When I was a child, I did not think of it as returning home to God since I was too unsophisticated to think of it in those terms but as my soul continuing in a different, non-earthly form. This was a comforting thought, not because I was suffering physically, but because I would simply be free of a corporeal existence and everything it entailed. Life is a great gift, but everlasting life, in whatever form, is peace – the greatest gift.  

If one is Christian, one’s worst fear is likely hell (gehenom in the Jewish faith). One might also fear God’s judgment since that would be the determining factor. Perhaps I have too much confidence in gaining entry into heaven or perhaps I just trust God I would argue as one ought, but I do not fear hell nor I do I fear God’s judgment in this sense. I fear disappointing him, which is quite different. It has almost nothing to do with the afterlife and everything to do with fulfilling my purpose while living.

If one does not believe in God, one’s worst fear is likely death. In this enlightening conversation, Vidas (2020) said, “…the utmost punishment in traditional Judaism is not such eternal torments but the complete annihilation of body and soul — the lack of any type of afterlife.” In fact, this is what people who do not believe in God are contemplating – complete annihilation. They are effectively facing what I would argue is the greatest punishment. It is odd that many atheists pray (to whom or to what is unknown), but if one’s worst fear is death, i.e. oblivion, it would paradoxically increase the desire to pray.  

I do not intend to write a comforting post on this topic since I am aware that my particular perspective is most likely not broadly shared.

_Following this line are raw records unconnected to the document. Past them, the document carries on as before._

PR #1747, opened 2023-06-27
Add support for user associations_count

Ikke:
https://docs.gitlab.com/ee/api/users.html#list-associations-count-for-user


svanharmelen (approved):
Tweaked things a tiny bit, LGTM now 👍🏻

PR #1748, opened 2023-06-27
add support for get-user-by-fingerprint-of-ssh-key and get-user-by-de…

hjweddie:
Hope that we can add support for these API:

GitLab API docs:
https://docs.gitlab.com/ee/api/keys.html#get-user-by-fingerprint-of-ssh-key
https://docs.gitlab.com/ee/api/keys.html#get-user-by-deploy-key-fingerprint


svanharmelen (approved):
Thanks @hjweddie 👍🏻

PR #1754, opened 2023-07-14
fix: project repository schedule returns single ProjectRepositoryStorageMove

billiechar:
ScheduleStorageMoveForProject should only return a single ProjectRepositoryStorageMove, Currently this will fail to unmarshal


billiechar:
@svanharmelen this is ready for a review. This was mistakenly set to return a slice, but the API will only ever return a single.

svanharmelen (approved):

PR #1756, opened 2023-07-18
Add ID to TagAccessDescription

mitar:
ID is now available and it is visible in [example responses in documentation](https://docs.gitlab.com/ee/api/protected_tags.html).


svanharmelen (approved):
Thanks @mitar 👍🏻

PR #1759, opened 2023-07-19
Add missing `housekeeping_optimize_repository_period` setting

PatrickRice-KSC:
This PR adds one missing setting to the `Settings` struct (for Application Settings) so that it can be updated and read appropriately


svanharmelen (approved):
Thanks @PatrickRice-KSC 👍🏻

PR #1765, opened 2023-07-28
Bugfix: add name parameter to group badges

PascalRoose:
I noticed that the `name` parameter was missing for the group badges API. This was implemented for project badges, but strangely not for group badges yet.

https://docs.gitlab.com/ee/api/group_badges.html


svanharmelen (approved):
Thanks @PascalRoose! Looks good 👍🏻

PR #1769, opened 2023-08-04
Add new runner api support

PatrickRice-KSC:
This MR adds support for the new user-based Gitlab Runner API, documented here: https://docs.gitlab.com/ee/api/users.html#create-a-runner

It's worth noting that it's in the `users.go` file even though it's creating a runner, because it's in the `/user` api space. I could be convinced to move it to the `runners.go` file pretty easily, but figured the default stance was to align to the upstream API space.

It's also worth noting that there is no `/users/runner` DELETE api, because it uses the existing APIs within `runners.go` to delete by ID.

Let me know if you have any questions! I'd appreciate cutting a new version after merging this MR so that I can start working on the tf provider resource :)

### DIFF
--- a/users.go
+++ b/users.go
@@ -1415,16 +1415,17 @@ func (s *UsersService) DisableTwoFactor(user int, options ...RequestOptionFunc) 
 // GitLab API docs:
 // https://docs.gitlab.com/ee/api/users.html#create-a-runner
 type CreateUserRunnerOptions struct {
-	RunnerType     string   `json:"runner_type"`
-	GroupID        int      `json:"group_id"`
-	ProjectID      int      `json:"project_id"`
-	Description    string   `json:"description"`
-	Paused         bool     `json:"paused"`
-	Locked         bool     `json:"locked"`
-	RunUntagged    bool     `json:"run_untagged"`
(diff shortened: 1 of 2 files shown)


PatrickRice-KSC:
@svanharmelen  - This should be ready for review when you have a moment!

PatrickRice-KSC:
@metanerd 

> I just found your PR, because I am also looking forward to this feature in the terraform provider. To my knowledge working on the tf provider resource should already work with `go mod replace`. With this message, it is not my intention to put pressure on this or the tf provider PR.

You're right, I could actually compile the library, use it locally, the develop that way. Sander is usually pretty quick on the review though, and between that an Renovate it means it's usually just cleaner to write it cleanly the first time :) . No worries on the pressure on the provider, I know it's a highly anticipated resource!

svanharmelen (approved):
Hey @PatrickRice-KSC 👋🏻 Take a look to the things I changed in the last commit and please try to follow the same style and pattern next time 😉 

Thanks!

PatrickRice-KSC:
Will do; thanks @svanharmelen !

PR #1770, opened 2023-08-10
Add last used at to impersonation token

mgh87:
Gitlab has the not documented field in the response of the [impersonation token api](https://docs.gitlab.com/ee/api/users.html#get-all-impersonation-tokens-of-a-user) 

I added this property to the ImpersonationToken struct.

Example for API response for impersonation token
```[{
    "id": 244,
    "name": "VSBOT_IT_PS1",
    "revoked": false,
    "created_at": "2023-07-13T15:55:45.728+02:00",
    "scopes": [
      "api",
      "admin_mode"
    ],
    "user_id": 51,
    "last_used_at": "2023-08-10T05:40:46.999+02:00",
    "active": true,
    "expires_at": "2024-07-12",
    "impersonation": true
  }]
```

P.s.: I found no tests for this struct, so I was unsure how to add tests without bloating the test harness.

### DIFF
--- a/users.go
+++ b/users.go
@@ -1159,14 +1159,15 @@ func (s *UsersService) RejectUser(user int, options ...RequestOptionFunc) error 
 // GitLab API docs:
 // https://docs.gitlab.com/ee/api/users.html#get-all-impersonation-tokens-of-a-user
 type ImpersonationToken struct {
-	ID        int        `json:"id"`
-	Name      string     `json:"name"`
-	Active    bool       `json:"active"`
-	Token     string     `json:"token"`
-	Scopes    []string   `json:"scopes"`
-	Revoked   bool       `json:"revoked"`
-	CreatedAt *time.Time `json:"created_at"`
-	ExpiresAt *ISOTime   `json:"expires_at"`
+	ID         int        `json:"id"`
+	Name       string     `json:"name"`
+	Active     bool       `json:"active"`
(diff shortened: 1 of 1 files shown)


mgh87:
Hello @SvenDowideit,
is there anything I'm missing to get this MR checked?

Our instance where I produced this result is on version 16.0.2 of gitlab.

svanharmelen:
I will merge this one, but as an exception to this rule: https://github.com/xanzy/go-gitlab/blob/master/CONTRIBUTING.md#contributing-code

```
This is not needed when fixing a bug or adding an enhancement, as long as the enhancement you are trying
to add can be found in the public GitLab API docs as this project only supports what is in the public API docs.
```

mgh87:
Tyvm.

I read this part of the contribution guidelines and thought for this change it is applicable that one should not open an issue.
If you prefer open issue + merge request I will do this the next time.

P.s.: ty for the awesome library.

svanharmelen:
No it's not about requiring an issue, there is no need for that! It's about the fact that this field is not documented and this package only supports documented APIs (and fields).

mgh87:
I got the gitlab docs updated.
https://gitlab.com/gitlab-org/gitlab/-/merge_requests/129745
Probably gets live with the next release.

svanharmelen:
Nice 👍🏻  Thanks!

PR #1779, opened 2023-08-21
Add support for Group Protected Environments

beekeep:
Add support for Group Protected Environments, similar to Project Protected Environments.

https://docs.gitlab.com/ee/api/group_protected_environments.html

### DIFF
--- a/CONTRIBUTING.md
+++ b/CONTRIBUTING.md
@@ -4,8 +4,7 @@ We want to make contributing to this project as easy as possible.
 
 ## Reporting Issues
 
-If you have an issue, please report it on the [issue tracker](
-https://github.com/xanzy/go-gitlab/issues).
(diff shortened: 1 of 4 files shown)


beekeep:
@svanharmelen This is ready for your review.

svanharmelen (approved):
I'm not sure if copying over all structs is the best solution here (as most of them are a one-2-one match), but for now I'll take it... Thanks 👍🏻

beekeep:
@svanharmelen Thanks for the review.  I had the initial thought of re-using the project protected environment structs, but I wasn't sure if it would be better to create structs specific to groups, in case they do change in projects.  In the future, would you prefer re-use if the structs are the same?

svanharmelen:
I don't know... Generally I prefer to re-use structs if it makes sense, but in this case I think this is OK.

PR #323, opened 2025-03-16
AstalTray: make dbus calls async

### LINKED ISSUE #320: KeepassXC system-tray entry freezes the bar for half a minute.
**Describe the bug**
Once you've installed KeepassXC and enabled it to show in the system tray, it will hang the bar for around 30 seconds. This is not an issue if the system-tray icon setting in keepassxc is disabled.

**To Reproduce**
1. Install KeepassXC
2. Create a database (Database > New Database)
3. Enable systray icon via Settings (Gear Icon) > General > 'Show a system tray icon'
4. Restart KeepassXC
5. Input your newly created Database's password
6. Notice that the bar freezes for around 30 seconds.
 
**Expected behavior**
Bar does not freeze when the database in KeepassXC is accessed.

**Additional context**

kotontrion:
GLibs DbusProxy does make synchronous dbus calls to get properties. This can lead to freezes in some cases. This PR moves the property accessors away from DBusProxy to able to make those calls async.

closes #320

### DIFF
--- a/lib/tray/trayItem.vala
+++ b/lib/tray/trayItem.vala
@@ -147,7 +147,7 @@ internal interface IItem : DBusProxy {
 
 public class TrayItem : Object {
     private IItem proxy;
-    private List<ulong> connection_ids;
+    private bool needs_update = false;
 
 
     /** The Title of the TrayItem */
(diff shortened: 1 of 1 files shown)


Jas-SinghFSU:
Confirmed no more freezing with this PR. :tada:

However, I put forth that one has two frameworks to choose from: heaven or hell (setting aside the concept of purgatory) to be determined by God or certain and total annihilation, body and soul, for all.

Given these two options, I think one is better off with the former framework and with the perspective that living is about purpose and death is about peace. Also, these concepts death/life and purpose/peace are really more about states: active versus still. I would also argue that the greatest punishment is in fact annihilation since it possesses neither activeness nor stillness. It is nothingness.